Why does a loop of dummy forward passes use all my gpu memoy?

Hi all,

I noticed that a loop of dummy forward passes (arrays of zeros) will use up nearly all available memory. Why is that so? I assume it is some kind of optimization built into mxnet to use available ressources to speed things up. Is there a way to stop mxnet from doing that?

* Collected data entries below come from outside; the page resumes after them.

Issue #1268, opened 2022-11-14
Raise minimum supported macOS version to 10.12


messense:
rustc planned to do so: https://github.com/rust-lang/rust/pull/104385

- [x] https://github.com/PyO3/maturin/pull/1269
- [ ] Update fallback version accordingly once the upstream change lands

messense:
https://blog.rust-lang.org/2023/09/25/Increasing-Apple-Version-Requirements.html

Issue #1252, opened 2022-11-07
Generate macOS platform tag based on the dylib build version


messense:
Currently it's hard coded if `MACOSX_DEPLOYMENT_TARGET` env var isn't set

https://github.com/PyO3/maturin/blob/cb0b6c6d39777952e7e22e3e88dff61b5b7c3edb/src/target.rs#L685-L686

messense:
I think in reality it's not a good idea to do this because it will end up generating wheels that can only be installed on newer versions of macOS.

Always setting `MACOSX_DEPLOYMENT_TARGET` is still a good idea, but I think we should add a option in `[tool.maturin]` like `macos-deployment-target` to allow projects to declare a default target version, instead of relying on querying the one that rustc support because there might be some C/C++ dependencies that requires higher macOS SDK versions than rustc.

PR #1269, opened 2022-11-14
Query macOS deployment target version from rustc

messense:
Part of #1268

### DIFF
--- a/src/compile.rs
+++ b/src/compile.rs
@@ -1,5 +1,5 @@
 use crate::build_context::BridgeModel;
-use crate::target::{Arch, RUST_1_64_0};
+use crate::target::RUST_1_64_0;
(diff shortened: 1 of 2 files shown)


davidhewitt:
@messense this looks interesting, do you think we should add the same to setuptools-rust?

messense:
setuptools already have it's only way to deal with macOS deployment target version from `wheel`: https://github.com/pypa/wheel/blob/814c2efe8e40051039c5a6de6945e04ecdd162ee/src/wheel/macosx_libfile.py#L392

I also want to implement some similar in maturin (#1252) once https://github.com/m4b/goblin/pull/341 is released.

davidhewitt:
Ah ok 👍

PR #1278, opened 2022-11-19
Use `uniffi.toml` config file if it exist

messense:


messense:
bors retry

messense:
bors retry

PR #1279, opened 2022-11-20
Downgrade cargo_metadata to 0.15.0

messense:
See https://github.com/oli-obk/cargo_metadata/issues/212


messense:
Get Rust 1.48.0 working on CI is too much trouble, giving up for now.

bors r+

PR #1292, opened 2022-11-23
Fix auditwheel with read-only libraries

### LINKED ISSUE #1287: Permission denied error in add_external_libs when libary is not writable by owner
### Bug Description

The issue is that `patchelf` fails when invoked on the copy of the to-be-included library as the original permissions are retained and nothing guaranties that they are owner writable which is the case for all libraries on NixOS

Example:

```console
$ patchelf --set-soname libhs-19c0d7fc.so.5 /tmp/.tmpcBPM8J/libhs-19c0d7fc.so.5
patchelf: open: Permission denied
$ stat -c "Access: %a, UID: %u, GID: %g" /tmp/.tmpcBPM8J/libhs-19c0d7fc.so.5
Access: 555, UID: 1000, GID: 100
$ stat -c "Access: %a, UID: %u, GID: %g" /nix/store/l793dc6r9xagw7cfxv2w3bgwy9cy67yi-hyperscan-5.4.0/lib/libhs.so.5.4.0
Access: 555, UID: 0, GID: 0
```

I understand, there is an ongoing work to get rid of `patchelf`. In the meantime it could be mitigated by writing to a separate file via the `--output` flag of patchelf or fixing the permissions beforehand.

Python 3.8.15

pip 22.2.2

_No response_

### Does `cargo build` work?

- [X] Yes, it works

- [ ] Yes

### Steps to Reproduce

I guess it is enough to set permissions to e..g `555` of a library dependency which gets picked up by auditwheel

vlaci:
`std::fs::copy` also copies the original file permissions. If the original library at `lib_path` was not writable, e.g. because it had its permission set to 0o555, the copy inherited the same permission causing later file manipulations, like `patchelf --set-soname` to fail.

Fixes #1287

### DIFF
--- a/src/build_context.rs
+++ b/src/build_context.rs
@@ -392,6 +392,12 @@ impl BuildContext {
             fs::copy(&lib_path, &dest_path)?;
             libs_copied.insert(lib_path);
 
+            // fs::copy copies permissions as well, and the original
+            // file may have been read-only
+            let mut perms = fs::metadata(&dest_path)?.permissions();
+            perms.set_readonly(false);
+            fs::set_permissions(&dest_path, perms)?;
+
             patchelf::set_soname(&dest_path, &new_soname)?;
             if !lib.rpath.is_empty() || !lib.runpath.is_empty() {
                 patchelf::set_rpath(&dest_path, &libs_dir)?;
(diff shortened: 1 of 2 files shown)


src/build_context.rs
```diff
@@ -392,6 +392,12 @@ impl BuildContext {
             fs::copy(&lib_path, &dest_path)?;
             libs_copied.insert(lib_path);
 
+            // fs::copy copies permissions as well, and the original
+            // file may have been read-only
+            let mut perms = fs::metadata(&dest_path)?.permissions();
+            perms.set_readonly(false);
+            fs::set_permissions(&dest_path, perms)?;
```
vlaci, line 399: I thought about only setting the permission when needed, but didn't think that it worth the extra if condition to spare a few syscalls, as a stat is needed for each file anyway.

messense (approved):
Looks good to me, thanks!

bors r+

messense:
Thanks for adding the changelog entry.

bors retry

vlaci:
Thanks for the fast response.

PR #220, opened 2019-02-12
pyDKB stage fix (pt.18)

mgolosova:
Add test case 28 (`--mode s --dest f`).

---
+ (pt.17) #219


mgolosova:
@anastasiakaida, thank you, fixed in #225.

PR #221, opened 2019-02-12
pyDKB stage fix (pt.19)

mgolosova:
1. Test cases: empty EOM for NDjson file and NDjson stream input.
2. Improve stage `help` message.
3. Fixed empty EOM handling in case of stream input.

---
+ (pt.18) #220

PR #222, opened 2019-02-12
pyDKB stage fix (pt.20)

mgolosova:
Added test cases 31-33:
* custom EOP in (f)ile and (s)tream mode;
* (s)tream mode with file input.

---
+ (pt.19) #221


Utils/Dataflow/test/pyDKB/case/32/err
```diff
@@ -0,0 +1,15 @@
...
+(INFO) (ProcessorStage)   input_dir   : 'None'
+(INFO) (ProcessorStage)   eom         : '\n'
+(INFO) (ProcessorStage)   output_dir  : 'out'
+(INFO) (ProcessorStage)   source      : 's'
+(INFO) (ProcessorStage)   eop         : 'EOP'
+(INFO) (ProcessorStage)   mode        : 's'
+(INFO) (ProcessorStage)   config      : 'None'
+(INFO) (ProcessorStage)   input_files : '[]'
+
+Type '{"stop": ""}' to interrupt.
```
anastasiakaida: @mgolosova 
Is it supposed to type ```{"stop": ""}``` exactly this way?

mgolosova: Short answer: yes.
Short question: have you tried? ;)

Long answer: if you check the code of the [json2TTL.py](https://github.com/PanDAWMS/dkb/blob/635aacd70642b78dc1bdb374643ce7eedb158d70/Utils/Dataflow/test/pyDKB/json2TTL.py), that produces this message, you will see rather strange things: as soon as `'stop'` key appears in the input message, it calls some `pre_stop_process()` function, that does nothing but for some reason iterates 3 times before calling the `stop_process()` (which, in its turn, raises `KeyError`).

What is it I am about... yes, I meant to say I\`m surprised you\`ve asked about the format, but not the meaning of all this jazz ;) Answering your question -- yes, exactly this way, as input message must be a JSON with 'stop' in it. It can actually be any other JSON with 'stop' in it (e.g. `["stop"]` or even `"stop"` will also work), but it was the first option that came into my mind when it was written... didn\`t think there can be a JSON object outside the hash ;) JSON format states that strings must go in double quotes, so double quotes are mandatory. Hash... well, as I see now -- not that much. So the message can be changed, or maybe even removed together with the stoping mechanism (together with the test cases expected STDERR update) -- the process can always be stopped (even more silently) by simple `Ctrl+C`. I needed this magic one day to have this long long long debug message from the exception handling mechanism. But maybe, for further tests, it still be needed... don\`t know for sure. So it is still there.

anastasiakaida: @mgolosova I see now -- that was a good convenient idea to implement that as a key-value pair. Tested successfully in a stream mode.

PR #241, opened 2019-04-03
DF/data4es: fixes and minor improvements.

mgolosova:
Minor fixes:
* removed obsolete piece of code;
* typo fixed (log message);
* ensure all error messages go to STDERR;
* fix typo in variable name (fortunately, it didn\`t affect anything).

Improvements:
* add `log()` function to unify logging;
* add process start/end log messages with (overall) timing.

### DIFF
--- a/Utils/Dataflow/run/data4es-start
+++ b/Utils/Dataflow/run/data4es-start
@@ -1,6 +1,5 @@
 #!/bin/bash -l
 
-START_OFFSET="09-05-2016 00:00:00"
 BATCH_SIZE=100
 DEBUG=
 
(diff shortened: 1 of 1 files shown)


Utils/Dataflow/run/data4es-start
```diff
@@ -1,11 +1,17 @@
 #!/bin/bash -l
 
-START_OFFSET="09-05-2016 00:00:00"
 BATCH_SIZE=100
-DEBUG=
+DEBUG=1
```
Evildoor: Shouldn't this change be mentioned in commit/PR?

Utils/Dataflow/run/data4es-start
```diff
@@ -1,11 +1,17 @@
...
 
 base_dir=$( cd "$(dirname "$(readlink -f "$0")")"; pwd)
 
+log() {
+  level=INFO
+  [ $# -eq 2 ] && level="$1" && shift
+  msg="$1"
+  echo "($level) `date +'%d-%m-%Y %T'` (data4es) $msg" >&2
```
Evildoor: Since log() is a candidate for moving into a library, it could be useful to replace this `data4es` with a variable - a value passed to log(), or script name, or something else. Probably, not now and not in this PR.

Utils/Dataflow/run/data4es-start
mgolosova: I´d rather said "it shouldn´t be in the commit at all". Will be fixed, thank you!

Utils/Dataflow/run/data4es-start
mgolosova: Good point; I decided not to hold it back for too long, so here it is (b5d6284).
Thank you!

PR #243, opened 2019-04-08
DF/09: add possibility to specify timestamps time zone (set to UTC).

mgolosova:
Previously 'naive' datetime objects were used, meaning in fact that we
treat `timestamp` field as timestamp in the local time zone. It has some
effect only when `now()` is used as a right limit of the integration
interval.

It is said (by M.Borodin) that `timestamp` is supposed to be in UTC, but
in fact it can be UTC or CET or CEST depending on when and who writes
the data.

Setting timestamp time zone to local time zone meant that records,
written with proper UTC, are likely to be missed (as we check every interval
one or two hours earlier then records are written).

Setting timestamp time zone to the UTC means that for records with
timestamp in CE(S)T we won't see changes as soon as they are written to
the Oracle DB; but they will be handled later. It is not best, but still
better than missing records. When things get standardized and all the
update operations start setting UTC timestamp, it will work just fine.

### DIFF
--- a/Utils/Dataflow/009_oracleConnector/Oracle2JSON.py
+++ b/Utils/Dataflow/009_oracleConnector/Oracle2JSON.py
@@ -6,6 +6,7 @@ import ConfigParser
 import sys
 from datetime import datetime, timedelta
 import time
+import pytz
 from collections import defaultdict
 
 from OffsetStorage import FileOffsetStorage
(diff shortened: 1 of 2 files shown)


mgolosova:
[009: UTC timestamps](https://trello.com/c/LpphhsYi/91-009-utc-timestamps)

mgolosova:
[009: UTC timestamps](https://trello.com/c/LpphhsYi/91-009-utc-timestamps)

Here is some sample code. If I run this, all memory of my GPU is allocated, although I am using a very small network and the data is also tiny!

import mxnet as mx
from mxnet import gluon
import mxnet.autograd as ag

class Model(gluon.Block):
    def __init__(self, **kwargs):
        super(Model, self).__init__(**kwargs)
        with self.name_scope():
            self.dense0 = gluon.nn.Dense(20)
            self.dense1 = gluon.nn.Dense(20)
            self.mydense = gluon.nn.Dense(20, prefix='mydense_')

    def forward(self, x):
        x = mx.nd.relu(self.dense0(x))
        x = mx.nd.relu(self.dense1(x))
        return mx.nd.relu(self.mydense(x))

ctx = [mx.gpu()]
net = Model()
net.initialize(mx.init.Xavier(), ctx=ctx)

repeat_dummy = 1000000
for i in range(repeat_dummy):
    with ag.record():
        data = mx.nd.zeros((64,32,32,1), ctx[0])
        output = net(data)
    del output

Is there a way to force Mxnet to free up gpu memory at the end of the for loop that is not needed anymore?

The problem I have is that I need to run several dummy forward passes, but while this works fine with this example code here (although high memory consumption) if I do it with my own network it results in cuda out of memory exceptions, although the actual training would run without problems with the memory that I have available.

Thanks for any replies!


You’re right in assuming that there are optimizations to have preallocate a memory pool in mxnet to avoid the overhead of requesting new memory from cuda for single operations. You can’t unilaterally stop it AFAIK but there are a number of command line arguments you can set to control memory options in MXNet in particular MXNET_GPU_MEM_POOL_RESERVE. See the following link for more on that:

However, why do you need to run several dummy forward passes?

@adrian the problem is that MXNet execution is asynchronous, which means operations gets enqueued and executed as soon as possible. What happens here is that you are enqueueing operations faster than you are processing them.

Add a mx.nd.waitall() in your loop and the memory will remain constant because mxnet will wait for each execution to be completed before going to the next. Otherwise you are simply loading your GPU with all the data to be processed next.

Not every layer is executed in one forward pass (based on random noise) so not every parameter is initialized after a single forward pass.

Thanks for the explanation and solution!